**Records provided**:
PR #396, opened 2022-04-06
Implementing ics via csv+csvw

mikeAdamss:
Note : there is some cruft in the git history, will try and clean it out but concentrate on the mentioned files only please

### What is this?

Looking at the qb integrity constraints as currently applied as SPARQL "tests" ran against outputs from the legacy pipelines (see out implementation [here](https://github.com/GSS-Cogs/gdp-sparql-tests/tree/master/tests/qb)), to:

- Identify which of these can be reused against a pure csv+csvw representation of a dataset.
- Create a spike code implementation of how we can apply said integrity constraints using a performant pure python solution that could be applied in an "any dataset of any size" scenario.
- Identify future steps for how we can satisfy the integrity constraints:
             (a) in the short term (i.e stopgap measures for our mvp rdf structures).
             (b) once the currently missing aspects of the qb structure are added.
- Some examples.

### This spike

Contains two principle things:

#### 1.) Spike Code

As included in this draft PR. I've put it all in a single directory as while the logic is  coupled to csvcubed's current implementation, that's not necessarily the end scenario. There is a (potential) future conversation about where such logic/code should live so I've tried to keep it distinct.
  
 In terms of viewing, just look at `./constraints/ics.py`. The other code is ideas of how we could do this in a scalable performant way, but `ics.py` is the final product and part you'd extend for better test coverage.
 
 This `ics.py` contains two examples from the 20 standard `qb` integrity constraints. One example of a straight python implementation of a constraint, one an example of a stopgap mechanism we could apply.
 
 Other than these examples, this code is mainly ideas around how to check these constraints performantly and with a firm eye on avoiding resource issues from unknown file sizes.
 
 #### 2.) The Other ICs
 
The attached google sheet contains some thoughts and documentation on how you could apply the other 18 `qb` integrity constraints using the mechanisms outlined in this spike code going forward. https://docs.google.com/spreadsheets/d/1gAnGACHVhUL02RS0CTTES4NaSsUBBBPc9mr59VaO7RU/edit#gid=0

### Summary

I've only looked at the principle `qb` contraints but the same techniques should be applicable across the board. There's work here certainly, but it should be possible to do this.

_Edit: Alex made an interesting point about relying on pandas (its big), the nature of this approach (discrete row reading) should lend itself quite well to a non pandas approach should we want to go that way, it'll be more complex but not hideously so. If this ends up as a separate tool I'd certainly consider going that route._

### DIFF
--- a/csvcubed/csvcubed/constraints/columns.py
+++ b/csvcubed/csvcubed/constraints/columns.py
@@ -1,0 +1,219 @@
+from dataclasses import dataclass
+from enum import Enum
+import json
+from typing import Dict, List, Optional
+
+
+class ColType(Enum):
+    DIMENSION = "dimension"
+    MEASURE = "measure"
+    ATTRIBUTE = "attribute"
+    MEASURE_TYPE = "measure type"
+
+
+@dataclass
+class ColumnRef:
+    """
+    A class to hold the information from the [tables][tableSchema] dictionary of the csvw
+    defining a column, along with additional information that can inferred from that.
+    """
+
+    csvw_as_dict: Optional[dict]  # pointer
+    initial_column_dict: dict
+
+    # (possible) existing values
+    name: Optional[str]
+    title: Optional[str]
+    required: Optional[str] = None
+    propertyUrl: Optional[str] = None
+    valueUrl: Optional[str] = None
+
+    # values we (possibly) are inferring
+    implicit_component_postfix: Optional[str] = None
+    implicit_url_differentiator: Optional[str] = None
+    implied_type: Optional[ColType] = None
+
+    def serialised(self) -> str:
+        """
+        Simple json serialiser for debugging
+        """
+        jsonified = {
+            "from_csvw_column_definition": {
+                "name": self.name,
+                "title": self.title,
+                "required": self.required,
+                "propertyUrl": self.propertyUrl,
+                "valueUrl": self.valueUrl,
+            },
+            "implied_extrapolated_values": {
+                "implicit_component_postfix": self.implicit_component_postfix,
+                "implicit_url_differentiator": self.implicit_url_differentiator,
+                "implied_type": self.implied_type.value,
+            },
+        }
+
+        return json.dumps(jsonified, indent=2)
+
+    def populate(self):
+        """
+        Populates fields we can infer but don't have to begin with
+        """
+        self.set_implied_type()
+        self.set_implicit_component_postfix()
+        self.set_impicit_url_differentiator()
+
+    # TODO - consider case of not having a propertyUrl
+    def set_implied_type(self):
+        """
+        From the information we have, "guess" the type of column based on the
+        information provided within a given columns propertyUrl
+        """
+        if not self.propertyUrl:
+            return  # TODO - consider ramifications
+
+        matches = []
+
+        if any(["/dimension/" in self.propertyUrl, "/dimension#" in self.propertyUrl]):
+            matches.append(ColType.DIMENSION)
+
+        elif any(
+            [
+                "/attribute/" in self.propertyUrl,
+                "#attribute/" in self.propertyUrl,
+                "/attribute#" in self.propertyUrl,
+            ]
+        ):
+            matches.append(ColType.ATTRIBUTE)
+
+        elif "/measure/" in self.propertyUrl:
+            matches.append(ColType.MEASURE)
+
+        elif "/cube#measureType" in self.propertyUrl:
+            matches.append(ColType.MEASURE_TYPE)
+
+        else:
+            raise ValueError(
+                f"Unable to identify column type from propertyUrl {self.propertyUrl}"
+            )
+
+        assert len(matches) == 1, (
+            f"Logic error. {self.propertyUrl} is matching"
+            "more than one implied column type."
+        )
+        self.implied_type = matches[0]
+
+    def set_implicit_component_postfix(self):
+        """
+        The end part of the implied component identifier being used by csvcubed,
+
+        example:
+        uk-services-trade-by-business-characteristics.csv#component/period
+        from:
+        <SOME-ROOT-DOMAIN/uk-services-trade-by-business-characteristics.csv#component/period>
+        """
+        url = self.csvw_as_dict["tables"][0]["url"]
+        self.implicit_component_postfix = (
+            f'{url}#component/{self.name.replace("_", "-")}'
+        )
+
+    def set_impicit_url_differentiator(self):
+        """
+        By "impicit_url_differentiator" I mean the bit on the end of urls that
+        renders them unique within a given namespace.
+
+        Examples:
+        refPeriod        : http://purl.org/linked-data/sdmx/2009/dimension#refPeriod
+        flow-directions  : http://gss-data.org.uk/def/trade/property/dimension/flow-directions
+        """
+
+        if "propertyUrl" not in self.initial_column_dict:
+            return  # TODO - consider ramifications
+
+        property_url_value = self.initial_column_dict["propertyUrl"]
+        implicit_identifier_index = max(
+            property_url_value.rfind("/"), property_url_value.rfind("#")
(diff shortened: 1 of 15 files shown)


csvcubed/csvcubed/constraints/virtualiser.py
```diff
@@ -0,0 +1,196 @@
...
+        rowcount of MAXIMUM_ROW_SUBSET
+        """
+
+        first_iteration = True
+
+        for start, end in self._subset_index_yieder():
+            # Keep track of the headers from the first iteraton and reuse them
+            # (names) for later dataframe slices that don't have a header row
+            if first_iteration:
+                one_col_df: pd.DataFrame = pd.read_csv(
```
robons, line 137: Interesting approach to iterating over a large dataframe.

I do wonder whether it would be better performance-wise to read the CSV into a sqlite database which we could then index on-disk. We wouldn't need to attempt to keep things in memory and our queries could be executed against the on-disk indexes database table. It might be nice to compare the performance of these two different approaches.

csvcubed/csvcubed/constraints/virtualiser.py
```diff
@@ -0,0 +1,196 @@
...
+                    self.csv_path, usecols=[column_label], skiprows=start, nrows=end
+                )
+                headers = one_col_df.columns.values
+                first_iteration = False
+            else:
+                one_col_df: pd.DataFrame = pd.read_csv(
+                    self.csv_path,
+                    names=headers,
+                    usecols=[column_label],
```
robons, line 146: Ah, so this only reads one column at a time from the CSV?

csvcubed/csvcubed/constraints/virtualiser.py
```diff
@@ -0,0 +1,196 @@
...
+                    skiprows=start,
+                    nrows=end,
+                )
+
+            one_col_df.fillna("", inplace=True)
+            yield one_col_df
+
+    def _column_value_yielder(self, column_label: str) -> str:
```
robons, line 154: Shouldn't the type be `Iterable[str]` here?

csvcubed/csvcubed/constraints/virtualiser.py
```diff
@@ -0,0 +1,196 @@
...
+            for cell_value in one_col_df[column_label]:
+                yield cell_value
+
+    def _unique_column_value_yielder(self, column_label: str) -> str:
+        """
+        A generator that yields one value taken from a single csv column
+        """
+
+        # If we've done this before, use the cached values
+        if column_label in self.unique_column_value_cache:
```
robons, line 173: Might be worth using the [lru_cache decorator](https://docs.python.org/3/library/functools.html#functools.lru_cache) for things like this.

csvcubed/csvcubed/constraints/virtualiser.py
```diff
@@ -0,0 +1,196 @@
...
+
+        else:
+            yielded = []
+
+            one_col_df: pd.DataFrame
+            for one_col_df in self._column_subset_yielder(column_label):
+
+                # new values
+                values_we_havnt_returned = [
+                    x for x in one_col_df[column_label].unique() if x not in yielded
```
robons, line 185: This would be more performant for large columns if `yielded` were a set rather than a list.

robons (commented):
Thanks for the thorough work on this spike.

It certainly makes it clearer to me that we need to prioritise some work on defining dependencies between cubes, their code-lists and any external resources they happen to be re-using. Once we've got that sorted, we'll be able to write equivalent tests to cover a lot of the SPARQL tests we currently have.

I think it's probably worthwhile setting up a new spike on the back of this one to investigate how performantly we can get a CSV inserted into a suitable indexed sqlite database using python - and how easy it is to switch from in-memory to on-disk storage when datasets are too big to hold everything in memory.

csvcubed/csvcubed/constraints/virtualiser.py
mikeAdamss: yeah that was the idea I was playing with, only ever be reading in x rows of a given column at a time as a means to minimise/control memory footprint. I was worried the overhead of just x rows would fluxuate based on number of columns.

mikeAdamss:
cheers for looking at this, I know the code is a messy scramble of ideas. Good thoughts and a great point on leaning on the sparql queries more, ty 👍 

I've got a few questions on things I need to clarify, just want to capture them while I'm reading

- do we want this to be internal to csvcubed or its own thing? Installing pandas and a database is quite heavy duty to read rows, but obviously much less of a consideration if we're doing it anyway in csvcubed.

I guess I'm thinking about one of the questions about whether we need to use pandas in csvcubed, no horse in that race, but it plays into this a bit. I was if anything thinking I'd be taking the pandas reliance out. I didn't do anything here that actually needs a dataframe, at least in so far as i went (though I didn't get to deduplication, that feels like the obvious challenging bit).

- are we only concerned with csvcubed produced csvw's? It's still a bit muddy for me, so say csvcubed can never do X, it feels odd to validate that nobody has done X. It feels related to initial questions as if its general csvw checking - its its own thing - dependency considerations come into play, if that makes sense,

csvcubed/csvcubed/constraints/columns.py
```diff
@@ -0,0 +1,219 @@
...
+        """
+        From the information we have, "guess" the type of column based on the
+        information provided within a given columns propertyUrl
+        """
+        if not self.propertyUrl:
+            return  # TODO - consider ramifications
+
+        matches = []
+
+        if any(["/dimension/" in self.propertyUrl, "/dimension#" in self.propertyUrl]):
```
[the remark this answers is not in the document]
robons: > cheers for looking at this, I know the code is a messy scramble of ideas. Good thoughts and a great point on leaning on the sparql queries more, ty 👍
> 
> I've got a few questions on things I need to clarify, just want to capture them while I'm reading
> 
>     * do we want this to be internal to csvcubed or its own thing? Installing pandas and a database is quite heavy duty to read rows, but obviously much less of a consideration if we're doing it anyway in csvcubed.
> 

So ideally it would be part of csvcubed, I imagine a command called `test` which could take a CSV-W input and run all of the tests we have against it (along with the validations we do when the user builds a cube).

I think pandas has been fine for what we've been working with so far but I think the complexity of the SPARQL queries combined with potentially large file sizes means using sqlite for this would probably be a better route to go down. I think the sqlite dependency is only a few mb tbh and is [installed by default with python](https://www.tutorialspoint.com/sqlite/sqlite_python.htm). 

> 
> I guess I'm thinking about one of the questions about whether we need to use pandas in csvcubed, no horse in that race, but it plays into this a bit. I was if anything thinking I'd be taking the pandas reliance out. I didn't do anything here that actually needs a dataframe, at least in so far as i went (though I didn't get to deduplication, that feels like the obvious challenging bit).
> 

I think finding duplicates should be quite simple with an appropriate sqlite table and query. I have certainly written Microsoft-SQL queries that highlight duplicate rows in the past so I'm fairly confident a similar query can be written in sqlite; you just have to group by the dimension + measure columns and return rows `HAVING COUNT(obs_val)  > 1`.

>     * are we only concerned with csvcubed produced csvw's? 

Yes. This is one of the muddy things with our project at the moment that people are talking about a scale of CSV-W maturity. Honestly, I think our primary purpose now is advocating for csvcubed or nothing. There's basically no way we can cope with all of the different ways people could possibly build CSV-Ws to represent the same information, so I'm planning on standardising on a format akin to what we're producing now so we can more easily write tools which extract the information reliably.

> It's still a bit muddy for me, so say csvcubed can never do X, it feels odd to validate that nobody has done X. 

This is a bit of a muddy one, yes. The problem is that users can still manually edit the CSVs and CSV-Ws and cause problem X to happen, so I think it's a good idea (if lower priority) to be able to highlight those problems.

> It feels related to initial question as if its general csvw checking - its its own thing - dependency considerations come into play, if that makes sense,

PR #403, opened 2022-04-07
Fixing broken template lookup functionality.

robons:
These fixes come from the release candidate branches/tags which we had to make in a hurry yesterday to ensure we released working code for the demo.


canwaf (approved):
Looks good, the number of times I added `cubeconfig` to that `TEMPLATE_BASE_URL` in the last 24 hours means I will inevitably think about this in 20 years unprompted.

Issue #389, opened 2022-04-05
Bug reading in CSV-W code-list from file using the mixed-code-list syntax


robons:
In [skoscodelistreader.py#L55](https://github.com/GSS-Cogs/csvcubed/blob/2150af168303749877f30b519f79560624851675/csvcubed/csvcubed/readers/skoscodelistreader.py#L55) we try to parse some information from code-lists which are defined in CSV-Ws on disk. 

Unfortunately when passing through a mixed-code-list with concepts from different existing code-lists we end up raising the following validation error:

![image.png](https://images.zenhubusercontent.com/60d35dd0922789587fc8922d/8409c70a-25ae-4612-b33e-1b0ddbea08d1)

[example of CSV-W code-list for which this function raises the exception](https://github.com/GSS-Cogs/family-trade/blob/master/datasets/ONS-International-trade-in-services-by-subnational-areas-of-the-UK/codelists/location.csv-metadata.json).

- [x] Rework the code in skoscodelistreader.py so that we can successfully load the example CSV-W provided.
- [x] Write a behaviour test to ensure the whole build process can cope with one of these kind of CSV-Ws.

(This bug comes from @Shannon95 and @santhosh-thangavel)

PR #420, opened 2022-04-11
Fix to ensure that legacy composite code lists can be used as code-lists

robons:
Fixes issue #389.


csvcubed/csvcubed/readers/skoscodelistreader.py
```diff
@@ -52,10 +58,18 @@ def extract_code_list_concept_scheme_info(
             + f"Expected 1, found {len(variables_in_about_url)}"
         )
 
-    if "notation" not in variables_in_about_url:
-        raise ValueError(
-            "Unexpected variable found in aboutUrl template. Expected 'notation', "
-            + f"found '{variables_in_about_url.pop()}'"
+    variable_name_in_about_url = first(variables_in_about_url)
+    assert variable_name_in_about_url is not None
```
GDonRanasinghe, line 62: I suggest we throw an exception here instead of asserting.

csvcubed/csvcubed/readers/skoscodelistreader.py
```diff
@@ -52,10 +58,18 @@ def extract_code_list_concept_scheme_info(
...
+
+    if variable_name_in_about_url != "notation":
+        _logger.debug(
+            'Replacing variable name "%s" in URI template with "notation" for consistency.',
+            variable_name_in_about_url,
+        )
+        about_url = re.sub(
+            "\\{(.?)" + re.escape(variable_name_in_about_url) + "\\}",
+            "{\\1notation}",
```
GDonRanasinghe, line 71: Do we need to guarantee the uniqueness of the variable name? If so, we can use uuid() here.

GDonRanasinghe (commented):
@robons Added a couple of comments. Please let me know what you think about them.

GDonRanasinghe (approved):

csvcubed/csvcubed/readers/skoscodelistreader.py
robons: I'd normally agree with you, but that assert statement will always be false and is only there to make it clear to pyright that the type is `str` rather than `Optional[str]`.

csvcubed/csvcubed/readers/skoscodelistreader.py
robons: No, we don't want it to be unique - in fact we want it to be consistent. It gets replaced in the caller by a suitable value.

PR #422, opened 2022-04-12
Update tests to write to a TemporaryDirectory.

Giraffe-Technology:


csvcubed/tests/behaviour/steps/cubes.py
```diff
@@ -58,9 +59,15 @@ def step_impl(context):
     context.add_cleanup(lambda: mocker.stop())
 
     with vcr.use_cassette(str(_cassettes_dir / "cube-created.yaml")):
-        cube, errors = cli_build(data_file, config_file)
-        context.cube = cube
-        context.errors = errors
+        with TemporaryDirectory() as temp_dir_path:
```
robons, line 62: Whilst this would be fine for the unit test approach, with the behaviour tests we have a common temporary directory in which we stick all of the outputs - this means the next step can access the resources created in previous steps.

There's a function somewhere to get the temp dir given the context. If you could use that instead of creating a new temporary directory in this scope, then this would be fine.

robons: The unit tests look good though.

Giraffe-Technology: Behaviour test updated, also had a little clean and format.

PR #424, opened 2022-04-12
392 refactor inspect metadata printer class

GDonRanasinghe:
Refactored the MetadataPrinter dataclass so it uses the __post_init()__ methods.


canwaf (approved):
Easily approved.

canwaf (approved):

**What to work on**: Only certain lines are wanted. Please return exactly those from the top of the data through the line with "### What is this?".

**Response for this exercise**:
PR #396, opened 2022-04-06
Implementing ics via csv+csvw

mikeAdamss:
Note : there is some cruft in the git history, will try and clean it out but concentrate on the mentioned files only please

### What is this?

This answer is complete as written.